* **WHAT YOU SHOULD DO**
Find the word "mention" in the records below. List each line containing it.

* **RECORDS**
PR #24, opened 2021-01-21
First draft of a spec for speculation rules for prefetch

jeremyroman:
This is a draft of a minimal version of the speculation rules proposal, which covers only how to trigger prefetching with an optional "requires anonymous client IP" flag for a fixed list of URLs.

I think the bulk of the complexity is in the stuff that's independent of trigger, i.e. "what does it mean to prefetch".

@domenic @domfarolino @mfalken does this seem reasonable?

***
<a href="https://pr-preview.s3.amazonaws.com/jeremyroman/alternate-loading-modes/pull/24.html" title="Last updated on Jan 26, 2021, 7:44 PM UTC (954fba6)">Preview</a> | <a href="https://pr-preview.s3.amazonaws.com/jeremyroman/alternate-loading-modes/24/9aebf57...954fba6.html" title="Last updated on Jan 26, 2021, 7:44 PM UTC (954fba6)">Diff</a>

### DIFF
--- a/index.bs
+++ b/index.bs
@@ -200,6 +200,8 @@ Periodically, for any [=document=] |document|, the user agent may [=queue a glob
 <div algorithm="consider speculation">
   To <dfn>consider speculation</dfn> for a [=document=] |document|:
 
+  1. If |document| is not [=Document/fully active=], then return.
+     <p class="issue">It's likely that we should also handle prerendered and back-forward cached documents.
   1. For each |ruleSet| of |document|'s [=document/list of speculation rule sets=]:
     1. [=list/For each=] |rule| of |ruleSet|'s [=speculation rule set/prefetch rules=]:
       1. Let |requiresAnonymousClientIP| be true if |rule|'s [=speculation rule/requirements=] [=set/contains=] "`anonymous-client-ip`", and false otherwise.
--- a/index.bs
+++ b/index.bs
@@ -205,7 +205,7 @@ Periodically, the user agent may [=queue a task=] to the <a data-link-type="inte
       1. Let |requiresAnonymousClientIP| be true if |rule|'s [=speculation rule/requirements=] [=set/contains=] "`anonymous-client-ip`", and false otherwise.
       1. [=list/For each=] |url| of |rule|'s [=speculation rule/URLs=]:
         1. The user agent may prefetch |url| given |requiresAnonymousClientIP|.
-           <p class="issue">TODO: expand this to actually elaborate on how prefetch works, once initiated, and to incorporate the |requiresAnonymousClientIP| flag.
+           <p class="issue">TODO: expand this to actually elaborate on how prefetch works, once initiated, and to incorporate the |requiresAnonymousClientIP| flag. We may wish to include language about when the UA should deduplicate requests.
 </div>
 
 <p class="issue">
--- a/index.bs
+++ b/index.bs
@@ -156,7 +156,7 @@ Inside the [=prepare a script=] algorithm we make the following changes:
 <div algorithm="parse speculation rules">
   To <dfn>parse speculation rules</dfn> given a [=string=] |input| and a [=URL=] |baseURL|, perform the following steps. They return a [=speculation rule set=] or null.
 
-  1. Let |parsed| be the result of [=Parse JSON into Infra values|parsing JSON into Infra values=] given |input|.
+  1. Let |parsed| be the result of [=parsing a JSON string to an Infra value=] given |input|.
   1. If |parsed| is not a [=map=], then return null.
   1. Let |result| be an empty [=speculation rule set=].
   1. If |parsed|["`prefetch`"] [=map/exists=] and is a [=list=], then [=list/for each=] |prefetchRule| of |parsed|["`prefetch`"]:
@@ -187,12 +187,12 @@ Inside the [=prepare a script=] algorithm we make the following changes:
   1. Return a [=speculation rule=] with [=speculation rule/URLs=] |urls| and [=speculation rule/requirements=] |requirements|.
 </div>
 
-<h3 id="speculation-rules-processing">Processing Model</h3>
+<h3 id="speculation-rules-processing">Processing model</h3>
 
 A [=document=] has a <dfn for=document export>list of speculation rule sets</dfn>, which is an initially empty [=list=].
 
 <!-- TODO(domfarolino): Get rid of the `data-link-type="interface"` once we fix the dfn in HTML. -->
-Periodically, the user agent may [=queue a task=] to the <a data-link-type="interface">DOM manipulation task source</a> to [=consider speculation=] for any [=document=].
+Periodically, for any [=document=] |document|, the user agent may [=queue a global task=] on the <a data-link-type="interface">DOM manipulation task source</a> with |document|'s [=relevant global object=] to [=consider speculation=] for |document|.
 
 <p class="note">
   The user agent will likely do this after the insertion of new speculation rules, or when resources are idle and available.
--- a/index.bs
+++ b/index.bs
@@ -154,7 +154,7 @@ Inside the [=prepare a script=] algorithm we make the following changes:
   This reduces the risk of unintended activity by user agents which are unaware of most recently added directives which might limit the scope of a rule.
 
 <div algorithm="parse speculation rules">
-  To <dfn export>parse speculation rules</dfn> given a [=string=] |input| and a [=URL=] |baseURL|, perform the following steps. They return a [=speculation rule set=] or null.
+  To <dfn>parse speculation rules</dfn> given a [=string=] |input| and a [=URL=] |baseURL|, perform the following steps. They return a [=speculation rule set=] or null.
 
   1. Let |parsed| be the result of [=Parse JSON into Infra values|parsing JSON into Infra values=] given |input|.
   1. If |parsed| is not a [=map=], then return null.
@@ -168,7 +168,7 @@ Inside the [=prepare a script=] algorithm we make the following changes:
 </div>
 
 <div algorithm="parse a speculation rule">
-  To <dfn export>parse a speculation rule</dfn> given a [=map=] |input| and a [=URL=] |baseURL|, perform the following steps. They return a [=speculation rule=] or null.
+  To <dfn>parse a speculation rule</dfn> given a [=map=] |input| and a [=URL=] |baseURL|, perform the following steps. They return a [=speculation rule=] or null.
 
   1. If |input| has any [=map/key=] other than "`source`", "`urls`", and "`requires`", then return null.
   1. If |input|["`source`"] does not [=map/exist=] or is not the [=string=] "`list`", then return null.
@@ -198,7 +198,7 @@ Periodically, the user agent may [=queue a task=] to the <a data-link-type="inte
   The user agent will likely do this after the insertion of new speculation rules, or when resources are idle and available.
 
 <div algorithm="consider speculation">
-  To <dfn export>consider speculation</dfn> for a [=document=] |document|:
+  To <dfn>consider speculation</dfn> for a [=document=] |document|:
 
   1. For each |ruleSet| of |document|'s [=document/list of speculation rule sets=]:
     1. [=list/For each=] |rule| of |ruleSet|'s [=speculation rule set/prefetch rules=]:
--- a/index.bs
+++ b/index.bs
@@ -204,7 +204,7 @@ Periodically, the user agent may [=queue a task=] to the <a data-link-type="inte
     1. [=list/For each=] |rule| of |ruleSet|'s [=speculation rule set/prefetch rules=]:
       1. Let |requiresAnonymousClientIP| be true if |rule|'s [=speculation rule/requirements=] [=set/contains=] "`anonymous-client-ip`", and false otherwise.
       1. [=list/For each=] |url| of |rule|'s [=speculation rule/URLs=]:
-        1. The user agent MAY prefetch |url| given |requiresAnonymousClientIP|.
+        1. The user agent may prefetch |url| given |requiresAnonymousClientIP|.
            <p class="issue">TODO: expand this to actually elaborate on how prefetch works, once initiated, and to incorporate the |requiresAnonymousClientIP| flag.
 </div>
 
--- a/index.bs
+++ b/index.bs
@@ -100,7 +100,7 @@ A <dfn>speculation rule set</dfn> is a [=struct=] with the following [=struct/it
 
 Add "`speculationrules`" to the list of valid values for <a spec=html>the script's type</a>.
 
-Rename [=the script's script=] to <dfn>the script's result</dfn>, which can be a [=speculation rule set=] in addition to any other valid type.
+Rename [=the script's script=] to <dfn>the script's result</dfn>, which can be either a script or a [=speculation rule set=].
 
 Inside the [=prepare a script=] algorithm:
 
@@ -113,15 +113,23 @@ Inside the [=prepare a script=] algorithm:
     <dd>
       1. Let |result| be the result of [=parse speculation rules|parsing speculation rules=] given source text and base URL.
 
-      1. If |result| is not null, set [=the script's result=] to |result|.
+      1. Set [=the script's result=] to |result|.
 
       1. <a spec=html>The script is ready</a>.
     </dd>
   </dl>
 
-Inside the <a spec=html>execute a script block</a> algorithm:
+* Insert the following case to the switch in the subsequent step beginning "Then, follow the first of the following options...." after the cases which apply only to "`classic`" and "`module`" scripts:
+  <dl>
+    <dt>If <a spec=html>the script's type</a> is "`speculationrules`"</dt>
+    <dd>
+      1. When <a spec=html>the script is ready</a>, run the following steps:
 
-<p class="issue">Adjust this consistent with the resolution of <a href="https://github.com/WICG/import-maps/issues/243">WICG/import-maps#243</a>.</p>
+        1. If [=the script's result=] is not null, [=list/append=] it to the element's [=node document=]'s [=document/list of speculation rule sets=].
+    </dd>
+  </dl>
+
+Inside the <a spec=html>execute a script block</a> algorithm:
 
 * Add the following case to the switch on <a spec=html>the script's type</a>:
   <dl>
@@ -133,10 +141,9 @@ Inside the <a spec=html>execute a script block</a> algorithm:
 
 <h3 id="speculation-rules-parsing">Parsing</h3>
 
-<div class="note">
+<p class="note">
   The general principle here is to allow the existence of directives which are not understood, but not to accept into the rule set a rule which the user agent does not fully understand.
   This reduces the risk of unintended activity by user agents which are unaware of most recently added directives which might limit the scope of a rule.
-</div>
 
 <div algorithm="parse speculation rules">
   To <dfn export>parse speculation rules</dfn> given a [=string=] |input| and a [=URL=] |baseURL|, perform the following steps. They return a [=speculation rule set=] or null.
@@ -174,26 +181,26 @@ Inside the <a spec=html>execute a script block</a> algorithm:
 
 <h3 id="speculation-rules-processing">Processing Model</h3>
 
+A [=document=] has a <dfn for=document export>list of speculation rule sets</dfn>, which is an initially empty [=list=].
+
 Periodically, the user agent may [=queue a task=] to the [=DOM manipulation task source=] to [=consider speculation=] for any [=document=].
 
-<div class="note">
+<p class="note">
   The user agent will likely do this after the insertion of new speculation rules, or when resources are idle and available.
-</div>
 
 <div algorithm="consider speculation">
   To <dfn export>consider speculation</dfn> for a [=document=] |document|:
 
-  1. For each <{script}> element [=connected=] to |document| where <a spec=html>the script's type</a> is "`speculationrules`" and [=the script's result=] is a [=speculation rule set=]:
-    1. [=list/For each=] |rule| of [=the script's result=]:
+  1. For each |ruleSet| of |document|'s [=document/list of speculation rule sets=]:
+    1. [=list/For each=] |rule| of |ruleSet|'s [=speculation rule set/prefetch rules=]:
       1. Let |requiresAnonymousClientIP| be true if |rule|'s [=speculation rule/requirements=] [=set/contains=] "`anonymous-client-ip`", and false otherwise.
-      1. [=list/For each=] |url| of |rule|'s [=speculation rule/URLs=]
+      1. [=list/For each=] |url| of |rule|'s [=speculation rule/URLs=]:
         1. The user agent MAY prefetch |url| given |requiresAnonymousClientIP|.
-           <div class="issue">TODO: expand this to actually elaborate on how prefetch works, once initiated, and to incorporate the |requiresAnonymousClientIP| flag.</div>
+           <p class="issue">TODO: expand this to actually elaborate on how prefetch works, once initiated, and to incorporate the |requiresAnonymousClientIP| flag.
 </div>
 
-<div class="issue">
+<p class="issue">
   We should also notice removals and consider cancelling speculated actions.
-</div>
 
 <h2 id="prerendering-bcs">Prerendering browsing contexts</h2>
 
--- a/index.bs
+++ b/index.bs
@@ -128,7 +128,7 @@ Inside the [=prepare a script=] algorithm we make the following changes:
   <dl>
     <dt>"`speculationrules`"</dt>
     <dd>
-      1. Let |result| be the result of [=parse speculation rules|parsing speculation rules=] given source text and base URL.
+      1. Let |result| be the result of [=parsing speculation rules=] given source text and base URL.
 
       1. Set [=the script's result=] to |result|.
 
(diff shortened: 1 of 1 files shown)


jeremyroman:
Not sure why Bikeshed is no longer happy with "DOM manipulation task source". It worked on the old version of Bikeshed before I updated...

index.bs
```diff
@@ -74,6 +75,125 @@ A user agent must not <a spec=HTML>delay the load event</a> of the <{link}> elem
...
+
+      1. If |result| is not null, set [=the script's result=] to |result|.
+
+      1. <a spec=html>The script is ready</a>.
+    </dd>
+  </dl>
+
+Inside the <a spec=html>execute a script block</a> algorithm:
+
+<p class="issue">Adjust this consistent with the resolution of <a href="https://github.com/WICG/import-maps/issues/243">WICG/import-maps#243</a>.</p>
```
domfarolino, line 124: As per https://github.com/WICG/import-maps/issues/243#issuecomment-764452366, I think we can remove this issue but I believe we'll need to add some readiness handling like https://wicg.github.io/import-maps/#ref-for-concept-script-type%E2%91%A2.

If we don't "handle" this script type in [prepare a script](https://html.spec.whatwg.org/multipage/scripting.html#prepare-a-script) step 28, then the "Otherwise" block will trigger, thus executing the script immediately even if other scripts are running, which seems particularly bad here. So we should have some sort of "type=importmap" handling here. Exactly what that handling will do ties into a comment I have below, so please continue reading there.

index.bs
```diff
@@ -74,6 +75,125 @@ A user agent must not <a spec=HTML>delay the load event</a> of the <{link}> elem
...
+  <dl>
+    <dt>"`speculationrules`"</dt>
+    <dd>
+      1. [=Assert=]: Never reached.
+    </dd>
+  </dl>
+
+<h3 id="speculation-rules-parsing">Parsing</h3>
+
+<div class="note">
```
domfarolino, line 136: I think it's more common to have `<p class="note">`, or at least it is more consistent with the notes in this spec. Also feel free to omit the end tag like other notes here.

index.bs
```diff
@@ -74,6 +75,125 @@ A user agent must not <a spec=HTML>delay the load event</a> of the <{link}> elem
...
+The only valid string for [=speculation rule/requirements=] to contain is "`anonymous-client-ip`".
+
+A <dfn>speculation rule set</dfn> is a [=struct=] with the following [=struct/items=]:
+* <dfn for="speculation rule set">prefetch rules</dfn>, a [=list=] of [=speculation rules=]
+
+<h3 id="speculation-rules-script">The <{script}> element</h3>
+
+<em>Note</em>: This section contains modifications to the corresponding section of [[HTML]].
+
+<p class="issue">We should consider whether we also want to make this execute even if scripting is disabled.</p>
```
domfarolino, line 95: nit: Feel free to omit the end tag as is consistent with the other notes in this spec

index.bs
```diff
@@ -74,6 +75,125 @@ A user agent must not <a spec=HTML>delay the load event</a> of the <{link}> elem
...
+
+  1. For each <{script}> element [=connected=] to |document| where <a spec=html>the script's type</a> is "`speculationrules`" and [=the script's result=] is a [=speculation rule set=]:
+    1. [=list/For each=] |rule| of [=the script's result=]:
+      1. Let |requiresAnonymousClientIP| be true if |rule|'s [=speculation rule/requirements=] [=set/contains=] "`anonymous-client-ip`", and false otherwise.
+      1. [=list/For each=] |url| of |rule|'s [=speculation rule/URLs=]
+        1. The user agent MAY prefetch |url| given |requiresAnonymousClientIP|.
+           <div class="issue">TODO: expand this to actually elaborate on how prefetch works, once initiated, and to incorporate the |requiresAnonymousClientIP| flag.</div>
+</div>
+
+<div class="issue">
```
domfarolino, line 194: I think it's more common to have `<p class="issue">`, or at least it is more consistent with the notes in this spec. Also feel free to omit the end tag like other notes/issues here.

index.bs
```diff
@@ -74,6 +75,125 @@ A user agent must not <a spec=HTML>delay the load event</a> of the <{link}> elem
...
+Periodically, the user agent may [=queue a task=] to the [=DOM manipulation task source=] to [=consider speculation=] for any [=document=].
+
+<div class="note">
+  The user agent will likely do this after the insertion of new speculation rules, or when resources are idle and available.
+</div>
+
+<div algorithm="consider speculation">
+  To <dfn export>consider speculation</dfn> for a [=document=] |document|:
+
+  1. For each <{script}> element [=connected=] to |document| where <a spec=html>the script's type</a> is "`speculationrules`" and [=the script's result=] is a [=speculation rule set=]:
```
domfarolino, line 186: My high-level feedback for this algorithm is a continuation of my comment above. I think we should model the way other scripts handle their "readiness", by marking the script as ready and adding the "result" to some per-document list of "available speculation rules" or something. That way we can just access that list of results here and use them instead of having to iterate through all connected scripts whose type = [...] and is result is non-null etc etc. Does that make sense? If that's unclear at all I'm happy to add what I'm thinking directly to this PR or help clarify what I'm getting at.

Also has per my one comment above, I think this will be necessary to avoid the "Otherwise" block from immediately executing the speculation rules scripts, assuming I'm reading that right.

domfarolino (changes requested):
Some high-level feedback for now. I haven't looked at the parsing section yet, but mostly checked out the script processing model bits. I like the direction it's heading in!

domfarolino:
> Not sure why Bikeshed is no longer happy with "DOM manipulation task source". It worked on the old version of Bikeshed before I updated...

Yeah this is really weird. Bikeshed is interpreting this definition as an "interface" for some reason. I was able to get it to compile by writing `{{DOM manipulation task source}}` instead of `[= ... =]`, which seems wrong. I did a little digging around and found the discrepancy below, but I'm not sure if it is related since it looks like the files haven't been updated super recently:
 - https://github.com/tabatkins/bikeshed-data/blob/c69021a3a5779a923c422e190d3c26ef2df2b87c/data/anchors/anchors-do.data#L166
 - https://github.com/tabatkins/bikeshed-data/blob/eca3174e065b85b778b77da9b23076d88e1b41ad/data/anchors/anchors-ne.data#L889

@tabatkins do you know what's going on?

index.bs
```diff
@@ -74,6 +75,125 @@ A user agent must not <a spec=HTML>delay the load event</a> of the <{link}> elem
...
+
+<p class="issue">We should consider whether we also want to make this execute even if scripting is disabled.</p>
+
+<p class="issue">We should also incorporate the case where a {{HTMLScriptElement/src}} attribute is set.</p>
+
+<p class="issue">We could fire {{HTMLElement/error}} and {{HTMLElement/load}} events if we wanted to.</p>
+
+Add "`speculationrules`" to the list of valid values for <a spec=html>the script's type</a>.
+
+Rename [=the script's script=] to <dfn>the script's result</dfn>, which can be a [=speculation rule set=] in addition to any other valid type.
```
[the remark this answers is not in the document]
jeremyroman: Sure. Yeah, I was trying to make the merge with import maps slightly more obvious, but it's not like it's hard to merge two unions. :)

index.bs
```diff
@@ -74,6 +75,125 @@ A user agent must not <a spec=HTML>delay the load event</a> of the <{link}> elem
...
+Inside the [=prepare a script=] algorithm:
+
+* Insert the following step as the second-last sub-step under "Determine the script's type as follows:":
+  * If the script block's type string is an [=ASCII case-insensitive=] match for the string "`speculationrules`", <a spec=html>the script's type</a> is "`speculationrules`".
+
+* Insert the following case in the switch on <a spec=html>the script's type</a> within the step which begins "If the element does not have a {{HTMLScriptElement/src}} content attribute..."
+  <dl>
+    <dt>"`speculationrules`"</dt>
+    <dd>
+      1. Let |result| be the result of [=parse speculation rules|parsing speculation rules=] given source text and base URL.
```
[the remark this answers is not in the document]
jeremyroman: That's exactly what I gave. I assume you mean `[=parsing speculation rules=]`, but it doesn't generate a link and produces

```
LINE ~114: No 'dfn' refs found for 'parsing speculation rules'.
```

index.bs
```diff
@@ -74,6 +75,125 @@ A user agent must not <a spec=HTML>delay the load event</a> of the <{link}> elem
...
+  The user agent will likely do this after the insertion of new speculation rules, or when resources are idle and available.
+</div>
+
+<div algorithm="consider speculation">
+  To <dfn export>consider speculation</dfn> for a [=document=] |document|:
+
+  1. For each <{script}> element [=connected=] to |document| where <a spec=html>the script's type</a> is "`speculationrules`" and [=the script's result=] is a [=speculation rule set=]:
+    1. [=list/For each=] |rule| of [=the script's result=]:
+      1. Let |requiresAnonymousClientIP| be true if |rule|'s [=speculation rule/requirements=] [=set/contains=] "`anonymous-client-ip`", and false otherwise.
+      1. [=list/For each=] |url| of |rule|'s [=speculation rule/URLs=]
```
mfalken, line 189: nit: missing colon at the end

mfalken (commented):
I took a look and didn't have any substantial comment, looks good and Dominic is already giving good comments. Thanks for adding me, I'll keep watching but you don't need to block on me.

index.bs
jeremyroman: done

index.bs
jeremyroman: done

index.bs
jeremyroman: done

index.bs
jeremyroman: Sure, I was on the fence about whether to have an explicit list or not. I think I would like the ability to remove them which will require hooking the removal of script elements, but that's not hard to do. (And I don't really have to do it in this PR.)

index.bs
jeremyroman: done

jeremyroman (commented):
Apparently I used GitHub wrong and sent a bunch of individual comments. That aside, I think I've applied the requested changes. `[=node document=]` is now unrecognized too for some reason...

tabatkins:
> Yeah this is really weird. Bikeshed is interpreting this definition as an "interface" for some reason.

Ah, this is because HTML is one of the specs that Shepherd applies heuristics to, and one of those (usually quite reliable and necessary) heuristics is that definitions whose ID starts with `dom-` are IDL-related; if Shepherd can't find anything they should be part of, it's assumed to be an interface.

This can be fixed by manually specifying the type of the definition with a `data-dfn-type=dfn` attribute in HTML.

> but I'm not sure if it is related since it looks like the files haven't been updated super recently:

Yeah the updater fell over just before I went on holiday last year; I'll be figuring out what's up shortly. It's not related to the problem here, but I will need to fix this before any HTML changes get picked up.

index.bs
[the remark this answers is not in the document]
domfarolino: That's very weird, it works for me. Can you try again and also try with make remote? (Also `git pull` since I just added a commit myself)

domfarolino:
> That aside, I think I've applied the requested changes. [=node document=] is now unrecognized too for some reason...

I've fixed this in a small commit.

Thanks Tab! For now I've just specified `<a data-dfn-type=interface>...` so that it'll pick it up properly without the interface font etc. I'll fix this in HTML and when Bikeshed picks the changes up, I'll circle back here and update this.

index.bs
domfarolino: Cool, it seems like we have the "removal" part tracked by another TODO. I'll go ahead and resolve this. I will say it could be interesting to consider what happens if we remove a speculationrules script from one Document and move it to another. Normal scripts that do that don't execute (they have to execute on the document they were prepared on), but I'm not sure if we want to consider doing the same thing here or not. Import maps doesn't seem to care.

index.bs
```diff
@@ -68,12 +71,145 @@ The appropriate times to <a spec=HTML>fetch and process the linked resource</a>
...
+
+<h3 id="speculation-rules-processing">Processing Model</h3>
+
+A [=document=] has a <dfn for=document export>list of speculation rule sets</dfn>, which is an initially empty [=list=].
+
+<!-- TODO(domfarolino): Get rid of the `data-link-type="interface"` once we fix the dfn in HTML. -->
+Periodically, the user agent may [=queue a task=] to the <a data-link-type="interface">DOM manipulation task source</a> to [=consider speculation=] for any [=document=].
+
+<p class="note">
+  The user agent will likely do this after the insertion of new speculation rules, or when resources are idle and available.
```
domfarolino, line 198: I'm starting to wonder what the flow of this should look like. Should we directly invoke "consider speculation" from the steps you added where we mark a `speculationrules` script "ready"? It just feels weird that we mention below that UAs "likely" do this after the insertion of new speculation rules, when in fact we can actually make this happen if we want.

index.bs
```diff
@@ -68,12 +71,145 @@ The appropriate times to <a spec=HTML>fetch and process the linked resource</a>
...
+
+<div algorithm="consider speculation">
+  To <dfn export>consider speculation</dfn> for a [=document=] |document|:
+
+  1. For each |ruleSet| of |document|'s [=document/list of speculation rule sets=]:
+    1. [=list/For each=] |rule| of |ruleSet|'s [=speculation rule set/prefetch rules=]:
+      1. Let |requiresAnonymousClientIP| be true if |rule|'s [=speculation rule/requirements=] [=set/contains=] "`anonymous-client-ip`", and false otherwise.
+      1. [=list/For each=] |url| of |rule|'s [=speculation rule/URLs=]:
+        1. The user agent MAY prefetch |url| given |requiresAnonymousClientIP|.
+           <p class="issue">TODO: expand this to actually elaborate on how prefetch works, once initiated, and to incorporate the |requiresAnonymousClientIP| flag.
```
domfarolino, line 208: We should probably remove the speculation rule set from this list after we process, right? Else it seems like we might re-process the same speculation rule set N times for as many speculation rules scripts as a dev provides.

index.bs
```diff
@@ -68,12 +71,145 @@ The appropriate times to <a spec=HTML>fetch and process the linked resource</a>
...
+
+
+<h3 id="speculation-rules-parsing">Parsing</h3>
+
+<p class="note">
+  The general principle here is to allow the existence of directives which are not understood, but not to accept into the rule set a rule which the user agent does not fully understand.
+  This reduces the risk of unintended activity by user agents which are unaware of most recently added directives which might limit the scope of a rule.
+
+<div algorithm="parse speculation rules">
+  To <dfn export>parse speculation rules</dfn> given a [=string=] |input| and a [=URL=] |baseURL|, perform the following steps. They return a [=speculation rule set=] or null.
```
domfarolino, line 157: These exports aren't necessary, however I notice that they are also sprinkled throughout the import maps spec, so I'll defer to @domenic as for whether or not we should have these.

index.bs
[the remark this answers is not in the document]
jeremyroman: pip upgrading bikeshed fixed it

index.bs
jeremyroman: Quite honestly I've been doing it for consistency with there, but I can certainly strip them. I have no idea whether we should be adding them by some criteria or only when/if some other spec wants to link o them.

index.bs
jeremyroman: Yeah, so my thinking here is that the rules determine what the UA could start, but I don't want to compel UAs to start prefetching immediately -- especially if in a future we allow rules that say things like "any link on this page". Instead I'm trying to express that when it's a good time (page is loaded, CPU is idle, network is fast, the user is hovering over a corresponding link right now, whatever) the UA may choose to do one or more permitted prefetches.

So I want to say that the UA won't do this in the middle of a task (so that you can make multiple changes without being surprised), but otherwise isn't confined to acting immediately. I'm reluctant to spec exactly what those heuristics are.

This sort relates to your other comments. In my view, rules should remain "in effect" and it should be up to the UA to not do silly things like repeatedly fetch the same URL. In fact maybe there are circumstances where it might want to -- if you walk away from your computer but then interact in a way that makes it likely you're going to navigate (like hovering a link), the first prefetch might be stale but a fresh one would be fruitful.

One of the concerns about prerender in particular is that it's hard to hold correctly without taking too much of a performance hit -- this lets the UA take a little more of the burden of deciding when it's fruitful to pre*.

index.bs
domenic: I've mostly added them in cases where otherwise Bikeshed would yell at me because nothing else in the spec references them. (Because, eventually in a non-monkeypatch spec, something _would_ reference them.) Otherwise I would not export them.

domenic:
@jeremyroman can you install and add the PR preview GitHub app? https://github.com/tobie/pr-preview/#install

index.bs
```diff
@@ -68,12 +71,145 @@ The appropriate times to <a spec=HTML>fetch and process the linked resource</a>
...
+    1. If |parsedURL| is failure, then [=iteration/continue=].
+    1. If |parsedURL|'s [=url/scheme=] is not an [=HTTP(S) scheme=], then [=iteration/continue=].
+    1. [=list/Append=] |parsedURL| to |urls|.
+  1. Let |requirements| be an empty [=ordered set=].
+  1. If |input|["`requires`"] [=map/exists=], but is not a [=list=], then return null.
+  1. [=list/For each=] |requirement| of |input|["`requires`"]:
+    1. If |requirement| is not the [=string=] "`anonymous-client-ip`", then return null.
+    1. [=set/Append=] |requirement| to |requirements|.
+  1. Return a [=speculation rule=] with [=speculation rule/URLs=] |urls| and [=speculation rule/requirements=] |requirements|.
+</div>
```
domenic, line 188: Should UAs give warnings when they don't understand a speculation rule? Or would that be too noisy? It might be helpful to mention one way or the other.

index.bs
domenic: Relatedly, should the spec deduplicate multiple prefetches for the same URL? For the same (url, requires anonymous client IP) pair? We could always let UAs do that deduplication via the "MAY", but it seems nicer to nail it down...

index.bs
```diff
@@ -68,12 +71,145 @@ The appropriate times to <a spec=HTML>fetch and process the linked resource</a>
...
+  The user agent will likely do this after the insertion of new speculation rules, or when resources are idle and available.
+
+<div algorithm="consider speculation">
+  To <dfn export>consider speculation</dfn> for a [=document=] |document|:
+
+  1. For each |ruleSet| of |document|'s [=document/list of speculation rule sets=]:
+    1. [=list/For each=] |rule| of |ruleSet|'s [=speculation rule set/prefetch rules=]:
+      1. Let |requiresAnonymousClientIP| be true if |rule|'s [=speculation rule/requirements=] [=set/contains=] "`anonymous-client-ip`", and false otherwise.
+      1. [=list/For each=] |url| of |rule|'s [=speculation rule/URLs=]:
+        1. The user agent MAY prefetch |url| given |requiresAnonymousClientIP|.
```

* **TASK RESULT**
domfarolino, line 198: I'm starting to wonder what the flow of this should look like. Should we directly invoke "consider speculation" from the steps you added where we mark a `speculationrules` script "ready"? It just feels weird that we mention below that UAs "likely" do this after the insertion of new speculation rules, when in fact we can actually make this happen if we want.
domenic, line 188: Should UAs give warnings when they don't understand a speculation rule? Or would that be too noisy? It might be helpful to mention one way or the other.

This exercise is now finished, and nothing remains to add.